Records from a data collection
+-------+

PR #847, opened 2025-01-21
Kiwi tree

MartynasStrazdas:
Early preview of how the kiwi tree looks.

There are plenty of things that are not yet released from kiwi side, that we want:
1. Separate error nodes: will be provided eventually
2. Action items wrapper: so far can't provide use case or check if we need it as actions don't seem to work as intended with icons.
3. Multiline label: for now only label is available, sublabel should be added by kiwi.
4. Size for tree items: size is removed, <root> component has property `density` to control size of all components.
6. ...

Tree renderer property name changes so far:
IsSelected => selected
isDisabled => aria-disabled (need to figure out if we want a separate prop)

General:
1. Icons are now provided through Href, but it seems all tree will continue to support basic svg (actions/node icons).
2. There is no to little changes for using new TreeRenderer.

Tree preview:

https://github.com/user-attachments/assets/5a157d8c-c9a2-4410-9c74-eb331e7ae8d8


packages/hierarchies-react/src/presentation-hierarchies-react/itwinui/TreeNodeRenderer.tsx
```diff
@@ -3,28 +3,26 @@
...
-type TreeNodeProps = ComponentPropsWithoutRef<typeof TreeNode>;
+/** @alpha */
+type TreeNodeProps = Omit<ComponentPropsWithoutRef<typeof Tree.Item>, "actions">;
 
-/** @public */
-interface TreeNodeRendererOwnProps {
+/** @alpha */
+export interface TreeNodeRendererOwnProps {
   /** Node that is rendered. */
   node: RenderedTreeNode;
```
saskliutas, line 21: Looks like this renderer does not receive `RenderedTreeNode` anymore.

packages/hierarchies-react/src/presentation-hierarchies-react/itwinui/TreeNodeRenderer.tsx
```diff
@@ -37,24 +35,14 @@ interface TreeNodeRendererOwnProps {
...
-   *
-   * Options:
-   * - `show-on-hover` - show filter buttons when hovering over node, or the node is in focus.
-   * - `hide` - hide filter buttons, but will show them if the filter is applied.
-   *
-   * Default value: `show-on-hover`
-   */
-  filterButtonsVisibility?: "show-on-hover" | "hide";
+  /** Renderer for additional tree items actions */
+  actionRenderers?: (node: PresentationHierarchyNode) => ReactElement;
```
saskliutas, line 39:
```suggestion
  actionsRenderer?: (node: PresentationHierarchyNode) => ReactElement;
```

packages/hierarchies-react/src/presentation-hierarchies-react/itwinui/TreeNodeRenderer.tsx
```diff
@@ -71,250 +59,73 @@ export const TreeNodeRenderer: React.ForwardRefExoticComponent<TreeNodeRendererP
...
-              : undefined
-          }
-        />
-      );
-    }
-
-    if (node.type === "NoFilterMatches") {
-      return <TreeNode {...treeNodeProps} ref={ref} label={localizedStrings.noFilteredChildren} isDisabled={true} onExpanded={/* c8 ignore next */ () => {}} />;
-    }
+    const isDisabled = false;
```
saskliutas, line 87: Why is this always `false`?

packages/hierarchies-react/src/presentation-hierarchies-react/itwinui/TreeActionButtons.tsx
```diff
@@ -0,0 +1,62 @@
...
+      }}
+      icon={node.isFiltered ? filterIcon : filterIcon} // currently base filter icon is hollow
+    />
+  ) : undefined;
+}
+
+/** @internal */
+export function RemoveFilterActionButton({ node, getHierarchyLevelDetails }: ActionButtonProps) {
+  const { localizedStrings } = useLocalizationContext();
+  const applyFilterButtonRef = useRef<HTMLButtonElement>(null);
```
saskliutas, line 47: Looks like refs in these buttons are not useful anymore.

apps/test-app/frontend/vite.config.mts
```diff
@@ -44,4 +44,10 @@ export default defineConfig({
       },
     ],
   },
+  build: {
+    assetsInlineLimit: (filePath) => {
+      if (filePath.includes("@itwin/itwinui-icons/")) return false;
```
grigasp, line 49:
```suggestion
      if (filePath.includes("@itwin/itwinui-icons/")) {
        return false;
      }
```

packages/hierarchies-react/src/presentation-hierarchies-react/itwinui/TreeNodeRenderer.tsx
```diff
@@ -37,24 +35,14 @@ interface TreeNodeRendererOwnProps {
   reloadTree?: (options: { parentNodeId: string | undefined; state: "reset" }) => void;
   /** CSS class name for the action buttons. */
   actionButtonsClassName?: string;
```
grigasp: if we allow consumers to render anything through `actionsRenderer`, does `actionButtonsClassName` have any value anymore?

packages/hierarchies-react/src/presentation-hierarchies-react/itwinui/TreeActionButtons.tsx
```diff
@@ -0,0 +1,62 @@
...
+ *--------------------------------------------------------------------------------------------*/
+
+import { useRef } from "react";
+import { IconButton } from "@itwin/itwinui-react/bricks";
+import { PresentationHierarchyNode } from "../TreeNode.js";
+import { HierarchyLevelDetails, useTree } from "../UseTree.js";
+import { useLocalizationContext } from "./LocalizationContext.js";
+
+const filterIcon = new URL("@itwin/itwinui-icons/filter.svg", import.meta.url).href;
+const SvgRemove = new URL("@itwin/itwinui-icons/dismiss.svg", import.meta.url).href;
```
grigasp, line 12: please make the naming consistent

apps/test-app/frontend/src/components/app/App.tsx
```diff
@@ -125,22 +126,24 @@ export function App() {
   }, []);
 
   return (
-    <ThemeProvider theme="os">
-      <UnifiedSelectionContextProvider storage={MyAppFrontend.selectionStorage}>
-        <div className="app">
-          <div className="app-header">
-            <h2>{IModelApp.localization.getLocalizedString("Sample:welcome-message")}</h2>
+    <Root colorScheme="light" density="dense">
+      <ThemeProvider theme="light" future={{ themeBridge: true }}>
```
grigasp, line 130: why not "os" theme? would make it easier to test both cases

apps/test-app/frontend/src/components/app/App.tsx
```diff
@@ -236,9 +239,9 @@ function IModelComponents(props: IModelComponentsProps) {
               canPopout: true,
             },
             {
-              id: "stateless-models-tree",
-              label: "Stateless Models tree",
-              content: <StatelessModelsTreePanel imodel={imodel} />,
+              id: "stateless-models-kiwi-tree",
+              label: "Stateless Models Kiwi tree",
+              content: <StatelessModelsKiwiTreePanel imodel={imodel} />,
```
grigasp, line 244: I don't think we need these changes

apps/test-app/frontend/src/components/app/App.tsx
```diff
@@ -319,7 +322,7 @@ function RulesDrivenTreePanel(props: { imodel: IModelConnection; rulesetId?: str
   );
 }
 
-function StatelessModelsTreePanel(props: { imodel: IModelConnection }) {
+function StatelessModelsKiwiTreePanel(props: { imodel: IModelConnection }) {
```
grigasp, line 325: Let's keep the old name

packages/hierarchies-react/src/presentation-hierarchies-react/itwinui/TreeNodeRenderer.tsx
MartynasStrazdas: We need to figure out if we need a callback to determine state. As right now there is no way to control it from treeRenderer. For now removed isDisabled and is using `aria-disabled`.

packages/hierarchies-react/src/presentation-hierarchies-react/itwinui/TreeActionButtons.tsx
MartynasStrazdas: Removed.

packages/hierarchies-react/src/presentation-hierarchies-react/itwinui/TreeNodeRenderer.tsx
MartynasStrazdas: That was removed.

packages/hierarchies-react/src/presentation-hierarchies-react/itwinui/TreeNodeRenderer.tsx
saskliutas: Looks like in old implementation it was also not possible to control `isDisabled` through `TreeRenderer`. It was possible only when using `TreeNodeRenderer` directly. I think same approach could be used in new implementation. 

Or maybe we do not need to have an ability to disable nodes. Only disable error nodes to make then non-interactable.

packages/hierarchies-react/src/presentation-hierarchies-react/itwinui/TreeActionButtons.tsx
MartynasStrazdas: Changed

apps/test-app/frontend/src/components/app/App.tsx
MartynasStrazdas: reverted

saskliutas (approved):
Looks good for an initial attempt. Should be enough to integrate into tree-widget.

+-------+

▶ Exercise directions
Line by line, please reproduce the records exactly.

▶ Task response
PR #847, opened 2025-01-21
Kiwi tree

MartynasStrazdas:
Early preview of how the kiwi tree looks.

There are plenty of things that are not yet released from kiwi side, that we want:
1. Separate error nodes: will be provided eventually
2. Action items wrapper: so far can't provide use case or check if we need it as actions don't seem to work as intended with icons.
3. Multiline label: for now only label is available, sublabel should be added by kiwi.
4. Size for tree items: size is removed, <root> component has property `density` to control size of all components.
6. ...

Tree renderer property name changes so far:
IsSelected => selected
isDisabled => aria-disabled (need to figure out if we want a separate prop)

General:
1. Icons are now provided through Href, but it seems all tree will continue to support basic svg (actions/node icons).
2. There is no to little changes for using new TreeRenderer.

Tree preview:

https://github.com/user-attachments/assets/5a157d8c-c9a2-4410-9c74-eb331e7ae8d8


packages/hierarchies-react/src/presentation-hierarchies-react/itwinui/TreeNodeRenderer.tsx
```diff
@@ -3,28 +3,26 @@
...
-type TreeNodeProps = ComponentPropsWithoutRef<typeof TreeNode>;
+/** @alpha */
+type TreeNodeProps = Omit<ComponentPropsWithoutRef<typeof Tree.Item>, "actions">;
 
-/** @public */
-interface TreeNodeRendererOwnProps {
+/** @alpha */
+export interface TreeNodeRendererOwnProps {
   /** Node that is rendered. */
   node: RenderedTreeNode;
```
saskliutas, line 21: Looks like this renderer does not receive `RenderedTreeNode` anymore.

packages/hierarchies-react/src/presentation-hierarchies-react/itwinui/TreeNodeRenderer.tsx
```diff
@@ -37,24 +35,14 @@ interface TreeNodeRendererOwnProps {
...
-   *
-   * Options:
-   * - `show-on-hover` - show filter buttons when hovering over node, or the node is in focus.
-   * - `hide` - hide filter buttons, but will show them if the filter is applied.
-   *
-   * Default value: `show-on-hover`
-   */
-  filterButtonsVisibility?: "show-on-hover" | "hide";
+  /** Renderer for additional tree items actions */
+  actionRenderers?: (node: PresentationHierarchyNode) => ReactElement;
```
saskliutas, line 39:
```suggestion
  actionsRenderer?: (node: PresentationHierarchyNode) => ReactElement;
```

packages/hierarchies-react/src/presentation-hierarchies-react/itwinui/TreeNodeRenderer.tsx
```diff
@@ -71,250 +59,73 @@ export const TreeNodeRenderer: React.ForwardRefExoticComponent<TreeNodeRendererP
...
-              : undefined
-          }
-        />
-      );
-    }
-
-    if (node.type === "NoFilterMatches") {
-      return <TreeNode {...treeNodeProps} ref={ref} label={localizedStrings.noFilteredChildren} isDisabled={true} onExpanded={/* c8 ignore next */ () => {}} />;
-    }
+    const isDisabled = false;
```
saskliutas, line 87: Why is this always `false`?

packages/hierarchies-react/src/presentation-hierarchies-react/itwinui/TreeActionButtons.tsx
```diff
@@ -0,0 +1,62 @@
...
+      }}
+      icon={node.isFiltered ? filterIcon : filterIcon} // currently base filter icon is hollow
+    />
+  ) : undefined;
+}
+
+/** @internal */
+export function RemoveFilterActionButton({ node, getHierarchyLevelDetails }: ActionButtonProps) {
+  const { localizedStrings } = useLocalizationContext();
+  const applyFilterButtonRef = useRef<HTMLButtonElement>(null);
```
saskliutas, line 47: Looks like refs in these buttons are not useful anymore.

apps/test-app/frontend/vite.config.mts
```diff
@@ -44,4 +44,10 @@ export default defineConfig({
       },
     ],
   },
+  build: {
+    assetsInlineLimit: (filePath) => {
+      if (filePath.includes("@itwin/itwinui-icons/")) return false;
```
grigasp, line 49:
```suggestion
      if (filePath.includes("@itwin/itwinui-icons/")) {
        return false;
      }
```

packages/hierarchies-react/src/presentation-hierarchies-react/itwinui/TreeNodeRenderer.tsx
```diff
@@ -37,24 +35,14 @@ interface TreeNodeRendererOwnProps {
   reloadTree?: (options: { parentNodeId: string | undefined; state: "reset" }) => void;
   /** CSS class name for the action buttons. */
   actionButtonsClassName?: string;
```
grigasp: if we allow consumers to render anything through `actionsRenderer`, does `actionButtonsClassName` have any value anymore?

packages/hierarchies-react/src/presentation-hierarchies-react/itwinui/TreeActionButtons.tsx
```diff
@@ -0,0 +1,62 @@
...
+ *--------------------------------------------------------------------------------------------*/
+
+import { useRef } from "react";
+import { IconButton } from "@itwin/itwinui-react/bricks";
+import { PresentationHierarchyNode } from "../TreeNode.js";
+import { HierarchyLevelDetails, useTree } from "../UseTree.js";
+import { useLocalizationContext } from "./LocalizationContext.js";
+
+const filterIcon = new URL("@itwin/itwinui-icons/filter.svg", import.meta.url).href;
+const SvgRemove = new URL("@itwin/itwinui-icons/dismiss.svg", import.meta.url).href;
```
grigasp, line 12: please make the naming consistent

apps/test-app/frontend/src/components/app/App.tsx
```diff
@@ -125,22 +126,24 @@ export function App() {
   }, []);
 
   return (
-    <ThemeProvider theme="os">
-      <UnifiedSelectionContextProvider storage={MyAppFrontend.selectionStorage}>
-        <div className="app">
-          <div className="app-header">
-            <h2>{IModelApp.localization.getLocalizedString("Sample:welcome-message")}</h2>
+    <Root colorScheme="light" density="dense">
+      <ThemeProvider theme="light" future={{ themeBridge: true }}>
```
grigasp, line 130: why not "os" theme? would make it easier to test both cases

apps/test-app/frontend/src/components/app/App.tsx
```diff
@@ -236,9 +239,9 @@ function IModelComponents(props: IModelComponentsProps) {
               canPopout: true,
             },
             {
-              id: "stateless-models-tree",
-              label: "Stateless Models tree",
-              content: <StatelessModelsTreePanel imodel={imodel} />,
+              id: "stateless-models-kiwi-tree",
+              label: "Stateless Models Kiwi tree",
+              content: <StatelessModelsKiwiTreePanel imodel={imodel} />,
```
grigasp, line 244: I don't think we need these changes

apps/test-app/frontend/src/components/app/App.tsx
```diff
@@ -319,7 +322,7 @@ function RulesDrivenTreePanel(props: { imodel: IModelConnection; rulesetId?: str
   );
 }
 
-function StatelessModelsTreePanel(props: { imodel: IModelConnection }) {
+function StatelessModelsKiwiTreePanel(props: { imodel: IModelConnection }) {
```
grigasp, line 325: Let's keep the old name

packages/hierarchies-react/src/presentation-hierarchies-react/itwinui/TreeNodeRenderer.tsx
MartynasStrazdas: We need to figure out if we need a callback to determine state. As right now there is no way to control it from treeRenderer. For now removed isDisabled and is using `aria-disabled`.

packages/hierarchies-react/src/presentation-hierarchies-react/itwinui/TreeActionButtons.tsx
MartynasStrazdas: Removed.

packages/hierarchies-react/src/presentation-hierarchies-react/itwinui/TreeNodeRenderer.tsx
MartynasStrazdas: That was removed.

packages/hierarchies-react/src/presentation-hierarchies-react/itwinui/TreeNodeRenderer.tsx
saskliutas: Looks like in old implementation it was also not possible to control `isDisabled` through `TreeRenderer`. It was possible only when using `TreeNodeRenderer` directly. I think same approach could be used in new implementation. 

Or maybe we do not need to have an ability to disable nodes. Only disable error nodes to make then non-interactable.

packages/hierarchies-react/src/presentation-hierarchies-react/itwinui/TreeActionButtons.tsx
MartynasStrazdas: Changed

apps/test-app/frontend/src/components/app/App.tsx
MartynasStrazdas: reverted

saskliutas (approved):
Looks good for an initial attempt. Should be enough to integrate into tree-widget.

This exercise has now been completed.